Problem description:
Report every line of the data that includes "alirezazamani".

┄┄┄┄┄┄┄┄┄┄┄┄┄┄┄┄┄┄┄┄

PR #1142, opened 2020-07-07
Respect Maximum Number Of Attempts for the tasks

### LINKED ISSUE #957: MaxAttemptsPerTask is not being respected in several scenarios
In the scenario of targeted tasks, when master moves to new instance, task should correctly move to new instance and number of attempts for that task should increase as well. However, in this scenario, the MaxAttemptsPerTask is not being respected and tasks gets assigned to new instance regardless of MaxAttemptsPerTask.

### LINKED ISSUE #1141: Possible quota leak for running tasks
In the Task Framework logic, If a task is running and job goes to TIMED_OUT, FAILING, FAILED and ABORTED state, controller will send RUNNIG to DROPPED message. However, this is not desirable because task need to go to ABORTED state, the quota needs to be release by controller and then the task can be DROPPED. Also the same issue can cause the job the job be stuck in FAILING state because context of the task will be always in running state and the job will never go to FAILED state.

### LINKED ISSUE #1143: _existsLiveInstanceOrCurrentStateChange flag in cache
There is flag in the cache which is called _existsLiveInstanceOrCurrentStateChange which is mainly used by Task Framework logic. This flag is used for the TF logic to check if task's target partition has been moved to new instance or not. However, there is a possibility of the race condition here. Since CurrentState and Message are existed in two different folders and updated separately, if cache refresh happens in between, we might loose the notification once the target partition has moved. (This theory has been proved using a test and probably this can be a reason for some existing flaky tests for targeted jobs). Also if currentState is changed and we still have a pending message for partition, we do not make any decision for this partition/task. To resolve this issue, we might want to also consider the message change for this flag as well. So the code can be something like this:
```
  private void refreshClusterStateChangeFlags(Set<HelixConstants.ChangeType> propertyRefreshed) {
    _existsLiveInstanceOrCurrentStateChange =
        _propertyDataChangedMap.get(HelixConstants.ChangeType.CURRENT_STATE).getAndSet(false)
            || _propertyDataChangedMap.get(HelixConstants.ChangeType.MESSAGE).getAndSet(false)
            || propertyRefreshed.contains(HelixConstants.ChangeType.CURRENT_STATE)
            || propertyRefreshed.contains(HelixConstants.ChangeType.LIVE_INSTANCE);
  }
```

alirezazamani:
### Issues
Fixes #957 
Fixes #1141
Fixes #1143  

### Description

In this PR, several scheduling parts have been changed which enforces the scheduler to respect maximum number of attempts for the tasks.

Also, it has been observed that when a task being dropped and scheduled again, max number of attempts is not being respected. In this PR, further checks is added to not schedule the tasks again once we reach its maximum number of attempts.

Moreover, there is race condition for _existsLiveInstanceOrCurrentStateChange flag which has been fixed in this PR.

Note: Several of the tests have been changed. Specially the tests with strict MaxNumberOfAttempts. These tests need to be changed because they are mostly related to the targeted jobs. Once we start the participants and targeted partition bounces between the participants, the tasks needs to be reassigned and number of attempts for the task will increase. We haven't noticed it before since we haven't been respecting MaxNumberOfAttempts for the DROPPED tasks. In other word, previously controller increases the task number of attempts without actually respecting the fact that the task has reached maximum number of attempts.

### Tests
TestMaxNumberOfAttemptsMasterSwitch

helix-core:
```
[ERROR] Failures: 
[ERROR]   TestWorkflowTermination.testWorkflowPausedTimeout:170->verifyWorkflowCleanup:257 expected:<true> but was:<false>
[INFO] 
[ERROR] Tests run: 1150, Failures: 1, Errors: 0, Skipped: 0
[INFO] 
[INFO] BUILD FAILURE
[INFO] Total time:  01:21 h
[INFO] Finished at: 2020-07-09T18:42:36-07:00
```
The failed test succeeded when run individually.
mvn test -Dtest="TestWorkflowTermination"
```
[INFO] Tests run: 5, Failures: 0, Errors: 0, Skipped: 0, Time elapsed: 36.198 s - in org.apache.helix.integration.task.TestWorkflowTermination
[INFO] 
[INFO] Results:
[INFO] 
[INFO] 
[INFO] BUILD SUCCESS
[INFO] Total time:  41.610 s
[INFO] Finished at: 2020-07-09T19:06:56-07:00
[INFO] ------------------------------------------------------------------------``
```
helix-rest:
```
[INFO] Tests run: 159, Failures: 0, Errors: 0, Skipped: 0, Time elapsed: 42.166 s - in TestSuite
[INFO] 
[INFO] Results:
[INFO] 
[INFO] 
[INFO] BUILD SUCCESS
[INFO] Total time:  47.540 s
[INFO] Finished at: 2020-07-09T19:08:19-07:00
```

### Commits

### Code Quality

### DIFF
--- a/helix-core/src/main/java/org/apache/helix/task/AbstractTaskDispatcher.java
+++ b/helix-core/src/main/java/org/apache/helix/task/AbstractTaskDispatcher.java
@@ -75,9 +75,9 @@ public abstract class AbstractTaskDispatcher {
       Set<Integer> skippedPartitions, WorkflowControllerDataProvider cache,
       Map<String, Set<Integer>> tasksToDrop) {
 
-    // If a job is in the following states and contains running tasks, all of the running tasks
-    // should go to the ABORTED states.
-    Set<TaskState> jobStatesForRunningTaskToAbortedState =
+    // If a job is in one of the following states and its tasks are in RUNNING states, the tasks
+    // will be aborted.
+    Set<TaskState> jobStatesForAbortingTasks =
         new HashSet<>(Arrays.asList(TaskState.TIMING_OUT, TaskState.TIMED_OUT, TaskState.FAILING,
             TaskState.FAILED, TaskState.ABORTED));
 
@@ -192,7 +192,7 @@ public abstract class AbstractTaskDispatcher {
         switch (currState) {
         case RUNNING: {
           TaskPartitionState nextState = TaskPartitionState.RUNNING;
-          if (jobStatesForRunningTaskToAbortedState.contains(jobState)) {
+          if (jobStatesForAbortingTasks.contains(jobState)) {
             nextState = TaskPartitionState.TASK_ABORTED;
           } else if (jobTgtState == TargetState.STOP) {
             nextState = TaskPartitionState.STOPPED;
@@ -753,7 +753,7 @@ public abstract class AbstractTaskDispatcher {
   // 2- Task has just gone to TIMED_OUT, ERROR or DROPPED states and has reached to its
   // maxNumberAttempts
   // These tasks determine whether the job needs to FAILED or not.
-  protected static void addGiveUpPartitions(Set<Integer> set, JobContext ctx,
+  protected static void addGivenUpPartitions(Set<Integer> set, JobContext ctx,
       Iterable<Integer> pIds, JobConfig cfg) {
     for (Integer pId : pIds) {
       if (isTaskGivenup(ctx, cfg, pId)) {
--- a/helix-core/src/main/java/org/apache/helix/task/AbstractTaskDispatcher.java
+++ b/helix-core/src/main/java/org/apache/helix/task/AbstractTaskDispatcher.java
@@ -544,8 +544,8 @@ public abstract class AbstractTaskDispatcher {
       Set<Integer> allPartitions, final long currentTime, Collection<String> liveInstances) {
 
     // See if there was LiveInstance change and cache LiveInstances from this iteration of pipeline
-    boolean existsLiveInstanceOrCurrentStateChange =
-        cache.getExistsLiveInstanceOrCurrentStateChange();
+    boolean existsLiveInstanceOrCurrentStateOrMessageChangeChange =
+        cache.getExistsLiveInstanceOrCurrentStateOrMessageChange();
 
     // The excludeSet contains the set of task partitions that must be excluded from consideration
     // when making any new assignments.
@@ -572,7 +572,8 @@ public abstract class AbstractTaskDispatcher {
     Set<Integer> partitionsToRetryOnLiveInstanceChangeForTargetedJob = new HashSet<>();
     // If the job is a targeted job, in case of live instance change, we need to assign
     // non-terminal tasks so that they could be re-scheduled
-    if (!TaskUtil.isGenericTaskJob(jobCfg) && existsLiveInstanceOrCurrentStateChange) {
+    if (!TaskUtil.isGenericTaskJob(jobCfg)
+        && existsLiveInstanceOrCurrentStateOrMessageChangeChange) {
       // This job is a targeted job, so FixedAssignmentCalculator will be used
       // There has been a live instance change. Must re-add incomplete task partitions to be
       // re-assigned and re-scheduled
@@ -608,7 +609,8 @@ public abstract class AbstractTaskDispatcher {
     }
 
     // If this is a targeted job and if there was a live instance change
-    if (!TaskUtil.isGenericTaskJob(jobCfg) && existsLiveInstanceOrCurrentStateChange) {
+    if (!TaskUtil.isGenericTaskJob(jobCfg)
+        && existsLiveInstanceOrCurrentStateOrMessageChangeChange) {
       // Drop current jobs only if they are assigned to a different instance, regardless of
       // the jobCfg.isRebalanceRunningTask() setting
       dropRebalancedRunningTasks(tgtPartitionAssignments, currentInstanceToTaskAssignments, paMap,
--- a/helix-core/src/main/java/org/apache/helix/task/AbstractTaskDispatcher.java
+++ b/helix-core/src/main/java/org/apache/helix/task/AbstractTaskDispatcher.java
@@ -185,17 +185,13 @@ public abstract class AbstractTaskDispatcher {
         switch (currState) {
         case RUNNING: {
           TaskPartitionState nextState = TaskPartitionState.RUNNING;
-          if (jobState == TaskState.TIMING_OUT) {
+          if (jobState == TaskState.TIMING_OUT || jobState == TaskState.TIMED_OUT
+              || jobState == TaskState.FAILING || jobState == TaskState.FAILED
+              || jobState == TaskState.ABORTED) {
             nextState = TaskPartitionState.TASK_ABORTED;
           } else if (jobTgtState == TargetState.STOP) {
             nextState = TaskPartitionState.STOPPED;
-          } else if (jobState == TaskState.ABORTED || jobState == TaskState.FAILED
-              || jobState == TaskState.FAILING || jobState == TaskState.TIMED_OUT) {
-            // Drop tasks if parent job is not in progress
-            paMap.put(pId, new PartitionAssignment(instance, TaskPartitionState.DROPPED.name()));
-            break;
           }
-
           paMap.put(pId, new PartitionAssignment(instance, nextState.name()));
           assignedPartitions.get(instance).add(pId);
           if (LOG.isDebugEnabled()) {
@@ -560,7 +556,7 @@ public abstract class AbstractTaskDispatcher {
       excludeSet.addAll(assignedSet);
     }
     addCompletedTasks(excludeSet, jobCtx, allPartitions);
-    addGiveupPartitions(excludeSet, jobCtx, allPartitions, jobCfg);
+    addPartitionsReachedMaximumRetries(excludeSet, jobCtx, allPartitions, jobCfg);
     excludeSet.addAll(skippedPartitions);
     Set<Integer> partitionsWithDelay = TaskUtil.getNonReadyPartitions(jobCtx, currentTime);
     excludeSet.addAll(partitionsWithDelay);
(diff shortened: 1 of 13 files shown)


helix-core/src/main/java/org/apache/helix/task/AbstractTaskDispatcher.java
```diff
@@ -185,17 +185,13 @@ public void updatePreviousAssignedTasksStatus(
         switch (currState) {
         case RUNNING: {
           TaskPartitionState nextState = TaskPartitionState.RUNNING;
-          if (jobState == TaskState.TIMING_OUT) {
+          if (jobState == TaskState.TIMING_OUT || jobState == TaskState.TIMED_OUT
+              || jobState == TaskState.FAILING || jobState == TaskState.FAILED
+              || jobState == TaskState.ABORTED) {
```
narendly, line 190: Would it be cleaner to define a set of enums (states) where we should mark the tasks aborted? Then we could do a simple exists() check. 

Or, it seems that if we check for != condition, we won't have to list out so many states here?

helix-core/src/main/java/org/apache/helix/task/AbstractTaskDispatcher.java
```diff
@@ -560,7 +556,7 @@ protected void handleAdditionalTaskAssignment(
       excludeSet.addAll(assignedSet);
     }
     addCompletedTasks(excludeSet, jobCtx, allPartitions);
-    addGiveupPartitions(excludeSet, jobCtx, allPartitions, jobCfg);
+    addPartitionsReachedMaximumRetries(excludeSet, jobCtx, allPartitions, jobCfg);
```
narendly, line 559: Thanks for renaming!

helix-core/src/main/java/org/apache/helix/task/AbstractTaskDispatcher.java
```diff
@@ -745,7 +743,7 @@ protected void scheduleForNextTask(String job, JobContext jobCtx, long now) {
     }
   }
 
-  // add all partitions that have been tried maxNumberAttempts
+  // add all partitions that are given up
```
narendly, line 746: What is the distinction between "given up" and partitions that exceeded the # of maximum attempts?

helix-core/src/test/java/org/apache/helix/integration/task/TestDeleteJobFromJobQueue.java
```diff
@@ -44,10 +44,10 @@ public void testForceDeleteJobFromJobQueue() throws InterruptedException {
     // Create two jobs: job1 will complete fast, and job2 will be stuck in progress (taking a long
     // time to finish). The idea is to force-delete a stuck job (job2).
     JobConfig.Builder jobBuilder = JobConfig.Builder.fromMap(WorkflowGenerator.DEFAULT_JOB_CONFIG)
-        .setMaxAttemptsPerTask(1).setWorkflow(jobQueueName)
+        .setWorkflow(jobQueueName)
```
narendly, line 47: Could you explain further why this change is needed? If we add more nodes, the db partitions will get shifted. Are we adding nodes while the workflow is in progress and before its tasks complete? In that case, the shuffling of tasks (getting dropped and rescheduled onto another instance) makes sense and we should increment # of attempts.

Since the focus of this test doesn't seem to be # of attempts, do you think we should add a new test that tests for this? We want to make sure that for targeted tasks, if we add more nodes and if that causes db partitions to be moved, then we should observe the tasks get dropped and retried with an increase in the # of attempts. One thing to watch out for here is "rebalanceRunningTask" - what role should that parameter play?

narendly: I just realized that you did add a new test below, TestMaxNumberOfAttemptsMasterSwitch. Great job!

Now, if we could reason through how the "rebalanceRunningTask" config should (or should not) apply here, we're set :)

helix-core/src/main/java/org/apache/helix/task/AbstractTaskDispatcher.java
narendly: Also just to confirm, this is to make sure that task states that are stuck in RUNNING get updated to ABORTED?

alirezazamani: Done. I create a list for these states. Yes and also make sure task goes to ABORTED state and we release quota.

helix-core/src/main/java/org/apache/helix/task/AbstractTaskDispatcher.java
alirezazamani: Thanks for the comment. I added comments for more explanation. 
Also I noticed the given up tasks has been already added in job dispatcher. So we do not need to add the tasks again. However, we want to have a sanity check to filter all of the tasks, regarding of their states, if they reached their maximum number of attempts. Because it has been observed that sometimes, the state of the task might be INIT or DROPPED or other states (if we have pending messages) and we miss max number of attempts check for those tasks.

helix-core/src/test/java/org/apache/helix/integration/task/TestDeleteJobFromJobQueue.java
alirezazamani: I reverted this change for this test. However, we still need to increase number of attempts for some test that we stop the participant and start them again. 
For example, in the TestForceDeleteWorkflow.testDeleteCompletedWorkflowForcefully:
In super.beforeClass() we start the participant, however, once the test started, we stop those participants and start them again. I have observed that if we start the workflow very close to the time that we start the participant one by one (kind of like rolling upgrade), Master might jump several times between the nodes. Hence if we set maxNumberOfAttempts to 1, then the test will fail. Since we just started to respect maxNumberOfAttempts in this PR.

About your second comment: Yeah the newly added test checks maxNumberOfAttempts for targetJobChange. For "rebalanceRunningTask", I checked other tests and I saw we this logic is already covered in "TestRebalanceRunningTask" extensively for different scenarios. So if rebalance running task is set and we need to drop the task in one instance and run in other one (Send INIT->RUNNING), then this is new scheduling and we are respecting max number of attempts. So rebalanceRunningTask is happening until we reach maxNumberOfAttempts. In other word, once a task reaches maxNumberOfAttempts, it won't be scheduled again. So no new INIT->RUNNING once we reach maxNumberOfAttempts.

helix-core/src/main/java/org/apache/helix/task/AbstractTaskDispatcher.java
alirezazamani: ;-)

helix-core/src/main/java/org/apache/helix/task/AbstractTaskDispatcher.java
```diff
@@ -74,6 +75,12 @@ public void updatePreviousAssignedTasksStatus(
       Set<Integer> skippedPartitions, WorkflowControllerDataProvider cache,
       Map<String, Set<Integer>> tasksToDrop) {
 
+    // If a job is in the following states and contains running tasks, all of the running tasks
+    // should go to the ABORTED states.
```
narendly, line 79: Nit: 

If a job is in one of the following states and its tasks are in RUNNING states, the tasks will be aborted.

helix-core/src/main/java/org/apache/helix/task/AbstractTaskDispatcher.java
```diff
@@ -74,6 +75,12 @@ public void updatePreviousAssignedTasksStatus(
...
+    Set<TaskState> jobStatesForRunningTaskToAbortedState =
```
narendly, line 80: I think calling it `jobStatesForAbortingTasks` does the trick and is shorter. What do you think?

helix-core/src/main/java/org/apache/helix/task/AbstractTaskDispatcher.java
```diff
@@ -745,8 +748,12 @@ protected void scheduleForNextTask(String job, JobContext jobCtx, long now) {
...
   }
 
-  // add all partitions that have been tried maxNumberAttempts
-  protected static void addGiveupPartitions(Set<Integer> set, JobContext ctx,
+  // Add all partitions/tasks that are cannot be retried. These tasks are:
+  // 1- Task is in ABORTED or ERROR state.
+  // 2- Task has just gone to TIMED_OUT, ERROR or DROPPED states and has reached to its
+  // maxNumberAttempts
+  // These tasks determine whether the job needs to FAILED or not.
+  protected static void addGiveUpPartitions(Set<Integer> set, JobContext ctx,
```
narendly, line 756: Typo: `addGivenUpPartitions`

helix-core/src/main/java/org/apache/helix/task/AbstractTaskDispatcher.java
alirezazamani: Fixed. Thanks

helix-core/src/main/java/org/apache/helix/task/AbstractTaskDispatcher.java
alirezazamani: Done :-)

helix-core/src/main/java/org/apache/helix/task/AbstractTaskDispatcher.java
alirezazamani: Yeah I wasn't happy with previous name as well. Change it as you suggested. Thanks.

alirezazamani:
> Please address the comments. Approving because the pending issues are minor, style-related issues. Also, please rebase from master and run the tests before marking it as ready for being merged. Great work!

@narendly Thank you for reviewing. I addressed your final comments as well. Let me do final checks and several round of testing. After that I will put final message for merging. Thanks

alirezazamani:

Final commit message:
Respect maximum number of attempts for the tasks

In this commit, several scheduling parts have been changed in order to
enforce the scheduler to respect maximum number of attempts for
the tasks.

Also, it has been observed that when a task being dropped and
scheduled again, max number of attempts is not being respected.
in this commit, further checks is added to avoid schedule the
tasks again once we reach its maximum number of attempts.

┄┄┄┄┄┄┄┄┄┄┄┄┄┄┄┄┄┄┄┄

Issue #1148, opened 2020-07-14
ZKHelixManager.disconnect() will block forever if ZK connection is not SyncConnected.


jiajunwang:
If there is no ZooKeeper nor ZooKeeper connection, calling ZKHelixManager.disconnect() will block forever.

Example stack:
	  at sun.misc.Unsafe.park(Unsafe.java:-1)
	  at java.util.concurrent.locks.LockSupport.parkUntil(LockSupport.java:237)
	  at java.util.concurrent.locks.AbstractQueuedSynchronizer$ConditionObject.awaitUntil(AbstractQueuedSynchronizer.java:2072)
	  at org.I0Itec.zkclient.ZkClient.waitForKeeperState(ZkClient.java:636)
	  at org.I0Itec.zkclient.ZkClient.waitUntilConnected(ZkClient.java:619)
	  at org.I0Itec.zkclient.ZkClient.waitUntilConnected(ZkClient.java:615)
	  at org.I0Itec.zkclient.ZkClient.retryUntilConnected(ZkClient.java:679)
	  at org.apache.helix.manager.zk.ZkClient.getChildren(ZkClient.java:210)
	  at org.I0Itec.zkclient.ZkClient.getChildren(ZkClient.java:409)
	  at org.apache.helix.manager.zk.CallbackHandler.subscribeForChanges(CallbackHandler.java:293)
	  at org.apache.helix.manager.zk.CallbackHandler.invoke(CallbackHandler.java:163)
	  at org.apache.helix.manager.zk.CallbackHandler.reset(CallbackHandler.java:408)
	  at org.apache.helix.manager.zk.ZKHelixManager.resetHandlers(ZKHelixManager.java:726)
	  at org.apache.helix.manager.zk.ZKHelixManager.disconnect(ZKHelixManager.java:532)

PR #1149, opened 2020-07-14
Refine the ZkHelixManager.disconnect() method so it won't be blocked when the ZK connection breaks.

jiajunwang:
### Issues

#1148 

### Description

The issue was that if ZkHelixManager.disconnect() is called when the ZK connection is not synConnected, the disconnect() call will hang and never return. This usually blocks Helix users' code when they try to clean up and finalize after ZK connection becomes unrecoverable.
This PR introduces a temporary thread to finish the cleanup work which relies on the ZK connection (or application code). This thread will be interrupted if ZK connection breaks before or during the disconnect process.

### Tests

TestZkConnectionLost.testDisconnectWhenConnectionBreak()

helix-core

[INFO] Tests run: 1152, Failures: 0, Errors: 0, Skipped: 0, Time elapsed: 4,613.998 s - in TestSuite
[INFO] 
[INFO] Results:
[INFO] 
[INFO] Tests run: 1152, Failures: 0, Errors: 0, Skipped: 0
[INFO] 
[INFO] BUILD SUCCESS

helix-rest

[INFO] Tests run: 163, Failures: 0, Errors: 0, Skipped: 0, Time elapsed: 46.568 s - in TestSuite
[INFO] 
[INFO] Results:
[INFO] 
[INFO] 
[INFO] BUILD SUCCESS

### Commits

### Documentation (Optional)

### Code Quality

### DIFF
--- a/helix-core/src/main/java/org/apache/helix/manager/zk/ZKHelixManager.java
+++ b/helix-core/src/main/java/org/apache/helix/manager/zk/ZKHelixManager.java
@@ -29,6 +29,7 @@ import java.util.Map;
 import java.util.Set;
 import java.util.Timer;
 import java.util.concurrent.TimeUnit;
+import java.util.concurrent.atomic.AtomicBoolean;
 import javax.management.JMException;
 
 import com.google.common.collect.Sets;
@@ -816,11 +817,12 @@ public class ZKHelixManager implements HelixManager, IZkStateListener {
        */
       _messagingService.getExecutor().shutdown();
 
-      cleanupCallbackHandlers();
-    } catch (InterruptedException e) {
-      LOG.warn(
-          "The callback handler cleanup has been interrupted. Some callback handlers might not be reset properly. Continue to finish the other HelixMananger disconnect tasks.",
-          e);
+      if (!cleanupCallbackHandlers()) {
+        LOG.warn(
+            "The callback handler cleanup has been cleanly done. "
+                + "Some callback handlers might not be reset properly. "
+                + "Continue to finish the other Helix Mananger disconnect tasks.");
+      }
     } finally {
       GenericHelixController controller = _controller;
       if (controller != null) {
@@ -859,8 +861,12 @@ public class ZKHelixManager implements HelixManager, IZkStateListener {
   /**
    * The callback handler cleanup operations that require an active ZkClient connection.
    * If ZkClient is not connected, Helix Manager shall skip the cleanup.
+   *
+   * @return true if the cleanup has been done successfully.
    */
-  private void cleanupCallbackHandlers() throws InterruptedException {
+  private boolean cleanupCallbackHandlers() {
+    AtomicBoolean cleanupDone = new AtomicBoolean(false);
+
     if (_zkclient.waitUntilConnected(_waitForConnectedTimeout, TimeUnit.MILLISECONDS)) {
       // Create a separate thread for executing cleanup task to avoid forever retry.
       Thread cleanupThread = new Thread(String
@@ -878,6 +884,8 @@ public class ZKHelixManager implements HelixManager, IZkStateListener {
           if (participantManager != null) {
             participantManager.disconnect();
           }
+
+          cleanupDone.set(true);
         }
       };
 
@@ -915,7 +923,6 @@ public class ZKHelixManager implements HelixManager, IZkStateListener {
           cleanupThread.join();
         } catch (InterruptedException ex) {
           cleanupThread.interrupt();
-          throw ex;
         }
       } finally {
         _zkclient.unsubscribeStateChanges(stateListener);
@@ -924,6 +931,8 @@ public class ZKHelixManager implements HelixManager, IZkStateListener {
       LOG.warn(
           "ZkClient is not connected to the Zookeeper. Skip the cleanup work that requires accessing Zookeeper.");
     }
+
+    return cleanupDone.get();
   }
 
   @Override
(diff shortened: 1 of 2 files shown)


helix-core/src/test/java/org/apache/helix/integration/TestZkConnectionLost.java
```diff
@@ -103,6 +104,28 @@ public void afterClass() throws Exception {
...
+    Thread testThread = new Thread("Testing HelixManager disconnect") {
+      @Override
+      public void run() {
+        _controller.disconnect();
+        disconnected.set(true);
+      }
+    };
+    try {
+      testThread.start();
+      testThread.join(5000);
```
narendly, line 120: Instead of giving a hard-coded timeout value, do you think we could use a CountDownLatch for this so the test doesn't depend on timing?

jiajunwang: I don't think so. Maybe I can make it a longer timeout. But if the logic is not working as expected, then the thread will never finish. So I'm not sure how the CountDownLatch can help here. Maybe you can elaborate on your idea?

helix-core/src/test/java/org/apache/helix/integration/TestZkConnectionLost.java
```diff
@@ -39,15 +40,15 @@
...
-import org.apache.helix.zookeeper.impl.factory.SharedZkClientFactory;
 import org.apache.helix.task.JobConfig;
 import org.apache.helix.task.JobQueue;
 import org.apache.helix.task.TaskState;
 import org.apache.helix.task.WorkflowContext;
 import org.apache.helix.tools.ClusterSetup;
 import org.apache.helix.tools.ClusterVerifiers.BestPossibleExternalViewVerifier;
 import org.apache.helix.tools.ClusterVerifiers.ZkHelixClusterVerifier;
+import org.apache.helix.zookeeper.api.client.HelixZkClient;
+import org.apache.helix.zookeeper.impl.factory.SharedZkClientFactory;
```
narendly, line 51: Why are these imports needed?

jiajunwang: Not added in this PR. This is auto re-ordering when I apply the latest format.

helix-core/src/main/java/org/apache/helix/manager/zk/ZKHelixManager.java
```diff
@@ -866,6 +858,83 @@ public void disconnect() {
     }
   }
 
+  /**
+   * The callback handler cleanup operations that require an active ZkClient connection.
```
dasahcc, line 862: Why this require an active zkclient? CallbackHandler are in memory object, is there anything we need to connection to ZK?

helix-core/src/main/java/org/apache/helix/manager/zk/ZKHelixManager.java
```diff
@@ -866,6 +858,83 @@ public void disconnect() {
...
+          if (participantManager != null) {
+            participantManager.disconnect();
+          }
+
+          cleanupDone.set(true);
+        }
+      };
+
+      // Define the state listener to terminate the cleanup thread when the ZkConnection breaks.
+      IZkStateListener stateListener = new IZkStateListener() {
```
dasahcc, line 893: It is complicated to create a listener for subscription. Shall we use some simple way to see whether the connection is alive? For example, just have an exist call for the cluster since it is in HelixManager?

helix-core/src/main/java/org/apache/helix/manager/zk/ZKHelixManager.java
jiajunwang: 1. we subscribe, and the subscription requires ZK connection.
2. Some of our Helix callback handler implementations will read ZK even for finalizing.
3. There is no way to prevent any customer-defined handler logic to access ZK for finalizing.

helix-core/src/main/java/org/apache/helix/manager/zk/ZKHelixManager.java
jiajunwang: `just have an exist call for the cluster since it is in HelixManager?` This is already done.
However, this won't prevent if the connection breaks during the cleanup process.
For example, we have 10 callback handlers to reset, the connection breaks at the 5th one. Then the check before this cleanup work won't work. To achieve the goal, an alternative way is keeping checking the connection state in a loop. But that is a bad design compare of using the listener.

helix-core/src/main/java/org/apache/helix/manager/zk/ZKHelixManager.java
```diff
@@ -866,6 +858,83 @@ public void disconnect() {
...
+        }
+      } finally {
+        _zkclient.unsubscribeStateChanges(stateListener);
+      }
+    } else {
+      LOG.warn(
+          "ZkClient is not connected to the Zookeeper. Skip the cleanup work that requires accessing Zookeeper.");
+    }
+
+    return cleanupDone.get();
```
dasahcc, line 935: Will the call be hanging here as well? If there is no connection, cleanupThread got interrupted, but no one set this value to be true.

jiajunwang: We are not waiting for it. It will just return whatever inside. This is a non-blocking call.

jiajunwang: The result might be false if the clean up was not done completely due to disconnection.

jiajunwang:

┄┄┄┄┄┄┄┄┄┄┄┄┄┄┄┄┄┄┄┄

Answer below:
alirezazamani:
alirezazamani: Done. I create a list for these states. Yes and also make sure task goes to ABORTED state and we release quota.
alirezazamani: Thanks for the comment. I added comments for more explanation. 
alirezazamani: I reverted this change for this test. However, we still need to increase number of attempts for some test that we stop the participant and start them again. 
alirezazamani: ;-)
alirezazamani: Fixed. Thanks
alirezazamani: Done :-)
alirezazamani: Yeah I wasn't happy with previous name as well. Change it as you suggested. Thanks.
alirezazamani:
alirezazamani:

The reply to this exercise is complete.